In this leadership class don’t expect to the professor to teach.

A hundred students
sit in a room waiting for the course to
begin. At exactly 10 o’clock the professor
stands to read his introductory notes:
You will not be late. You will not eat in
class. Everything is being taped for your
record. You will not disclose what
happens in this room to anyone else.

By Tristan Jones | Special to The Christian Science Monitor

He then falls silent. A minute passes.
The students become increasingly
uncomfortable. Another minute ticks by.

Eventually a student musters the courage
to speak. "Perhaps we should use this
time to discuss our thoughts on world
affairs," she suggests. Silence. "I’ve
heard too much about that topic,"
someone else replies. The proposal has
failed. More silence.

This is a typical scene from Leadership
101, a course to prepare tomorrow’s
movers and shakers for the risks of trying to lead.

The unconventional technique is fast gaining respectability in both the
public and private spheres, thanks largely to the efforts of Harvard
University’s Ronald Heifetz, a former lecturer in psychiatry who has
adapted methods used in group therapy into a classroom setting. His
second book on the subject, "Leadership on the Line," written with
Marty Linsky, was published earlier this year.

Dr. Heifetz doesn’t think of leaders as individuals with the ability to
influence or persuade others. Instead, he wants to help people work
through particularly difficult issues, or what he terms "adaptive
challenges."

"An adaptive challenge," he explains, "is a
problem that can’t be rectified by simply
drawing on your existing repertoire of
solutions."

Students sitting in the classroom, nervously
watching their silent professor, are faced
with an adaptive challenge. They want to
learn about leadership, but the teacher is not
playing ball. Their usual responses are
suddenly inadequate. To solve this problem
they will need to invent and discover new
ways of learning.

Reactions to this pedagogical style cover the
gamut. "People who like order may move
immediately to try to create some sort of
structure," explains Heifetz. "Others may
thrive in chaos and attempt to upset the
equilibrium even more."

However, certain behaviors emerge with surprising predictability.

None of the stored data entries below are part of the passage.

PR #310, opened 2022-01-25
Public sqlite db options: MaxOpenConns, MaxIdleConns, ConnMaxLifetime.

iredmail:
Default settings of `maxOpenConns` (100) and `connMaxLifetime` is not always good, so please allow to customize them. :)

We set max open connection to `1` to avoid the `SQLITE_BUSY` error.

### DIFF
--- a/sqlite3/README.md
+++ b/sqlite3/README.md
@@ -79,15 +79,18 @@ type Config struct {
 	// //////////////////////////////////
 
 	// MaxIdleConns sets the maximum number of connections in the idle connection pool.
-	// Default is 100.
+	//
+	// Optional. Default is 100.
 	MaxIdleConns int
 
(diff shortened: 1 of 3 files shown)


ReneWerner87:
@iredmail don´t forget the README file
https://github.com/gofiber/storage/blob/main/sqlite3/README.md

and the doc comments above the properties (only a known feature is a good feature)

iredmail:
@ReneWerner87  Updated. :)

ReneWerner87:
@iredmail 

```txt
// //////////////////////////////////
	// Adaptor related config options //
	// //////////////////////////////////

	MaxIdleConns    int
	MaxOpenConns    int
	ConnMaxLifetime time.Duration
	
```
don't really like this block, when it was internal it went through for me, but now that we offer it in config for customization

we should describe each property individually, with default value and effect/use

PR #323, opened 2022-02-04
:fire: Make DynamoDB Production-Ready [🎌 breaking change]

efectn:
- Update aws-sdk-go to v2.
- Add unit tests.
- Make config more detailed.


ReneWerner87 (approved):
we must not forget to mention that it is a breaking change

PR #429, opened 2022-08-08
Add Postgres and MySQL connection strings

Kalissaac:
Adds ability to connect to Postgres and MySQL with connection string as opposed to using the manual config values


ReneWerner87:
Thanks, I will check it in the next few days

ReneWerner87 (approved):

The
professor will frequently be criticized for "refusing to teach." Feeling
betrayed, exasperated, or just plain bored, students may start to
break the simple rules laid out at the start, arriving late, or perhaps
bringing lunch to pass the time as the class endlessly debates how it
should proceed.

For some, the monotony is broken only when an argument erupts or
when the professor sparks a discussion by playing a film or piece of
music.

The semester-long course is peppered with unusual components.
Weekly meetings bring five or six students together to analyze
examples of "leadership failure" – chosen from their own
experiences. And then there’s the mysterious "music night," an
evening event at which students are asked to read a poem or story
that "plucks their heartstrings" and then vocalize their feelings in a
song – literally – to enable them to "connect with the group."

But the twice-weekly "large-group meeting" – when the 100 students
come together – is where the real action happens.

After a couple of weeks, the group begins to use itself as its own
case study. The complaints, the gestures of dissent, the arguments
– everything becomes fodder for further discussion and influences the
ever-shifting dynamics. Why do certain people have more influence
than others? How do some get sidelined while others get their way?

The professor acts as a moderator, but occasionally adds his own
insights. By examining the group’s behavior, students learn about
leadership through experience rather than by rote.

At Harvard’s Kennedy School of Government, where the course has
been taught by Heifetz and his team for 18 years, it has earned itself
a somewhat schizophrenic reputation: To some, it’s the best
professional development program in existence; to others, it ranks
with staying in bed as a sensible use of time and tuition fees.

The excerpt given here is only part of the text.